Vor der Uraufführung am Düsseldorfer Schauspielhaus Irmgard Keun kommt auf die Bühne
Düsseldorf · Das Düsseldorfer Schauspielhaus bringt mit „Das kunstseidenen Mädchen“ ein Hauptwerk der faszinierenden Autorin auf die Bühne.
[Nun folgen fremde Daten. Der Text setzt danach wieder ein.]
PR #604, opened 2026-05-21
[ALPHA] Add volume health proposal

gnufied:
Implements spec as proposed in https://github.com/kubernetes/enhancements/blob/master/keps/sig-storage/1432-volume-health-monitor/README.md

### DIFF
--- a/csi.proto
+++ b/csi.proto
@@ -1057,8 +1057,10 @@ enum VolumeHealthErrorType {
   // being accessible from that node.
   INACCESSIBLE = 2;
 
-  // Permanent data loss is known or strongly suspected on underlying 
-  // volume.
+  // Permanent data loss is known or strongly suspected on the
+  // underlying volume. The CO MAY use this signal to inform
+  // users to trigger recovery workflows such as restoring from
+  // a snapshot or replica.
   DATA_LOSS = 3;
 }
 
@@ -1334,8 +1336,8 @@ message ControllerServiceCapability {
       // Indicates the SP supports the ControllerListVolumeHealth RPC.
       // This enables COs to fetch volume health information from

Gleich fünf Leben sollen von ihr auf die Bühne kommen. Das ist eine Menge. Doch für die Kölner Schriftstellerin Irmgard Keun (1905–1982) und ihre so bewegte und euphorische, bedrohte wie verzweifelte Existenz scheint das fast nicht auszureichen. Die Lebensgeschichte einer Frau im 20. Jahrhundert als großes Drama – genau dies hat das wohl erfolgreichste Dramatikerpaar hierzulande erkannt: Lutz Hübner und Sarah Nemitz haben aus dem Leben der Irmgard Keun ein Theaterstück geformt, das am Wochenende im Schauspielhaus seine Uraufführung feiern wird.
Fünf Leben hört sich zudem beinahe märchenhaft an. Doch die meisten Leben habe sich Irmgard Keun nicht selbst ausgesucht, so Nemitz und Hübner. Für die Schriftstellerin war es durch die Umbrüche und die Gewalt des 20. Jahrhunderts geprägt: „Es ist vor allem das Leben einer Frau, die es geschafft hat, immer wieder zu überleben und einen eigenen Weg zu finden. Ihr Drama ist, dass diese Erfahrungen in der zweiten Hälfte ihres Lebens nicht mehr zu Literatur wurden – was wären ihre Geschichten über die 60er oder 70er gewesen?“
Was wäre, wenn – an so vielen Gabelungen ihres Lebensweges scheint sich genau diese Frage immer wieder gestellt zu haben. Und dabei hat so vieles im Leben der Irmgard Keun scheinbar gradlinig und gut bürgerlich begonnen, wie man so sagt: Keun lernt Stenografie und Schreibmaschine, arbeitet brav im väterlichen Betrieb. Doch das ist es nicht, was sie vom Leben will und was das Leben ihr bieten könnte.
Also besucht sie 1925 die Kölner Schauspielschule; Engagements am Hamburger Thalia Theater und in Greifswald folgen. Bis sie zu schreiben beginnt und auf Anhieb Riesenerfolge feiert: „Gilgi, eine von uns“ erscheint im Oktober 1931 und schon im Frühjahr 1932 „Das kunstseidene Mädchen“. Es sind die Geschichten junger, sogenannter neuer Frauen, die in der Großstadt um den gesellschaftlichen Aufstieg ringen und den Absturz fürchten. „Ich will so ein Glanz werden, der oben ist. Mit weißem Auto und Badewasser, das nach Parfüm riecht, und alles wie Paris. Und die Leute achten mich hoch, weil ich ein Glanz bin“, ist einer der berühmten Sätze aus ihrem zweiten Roman.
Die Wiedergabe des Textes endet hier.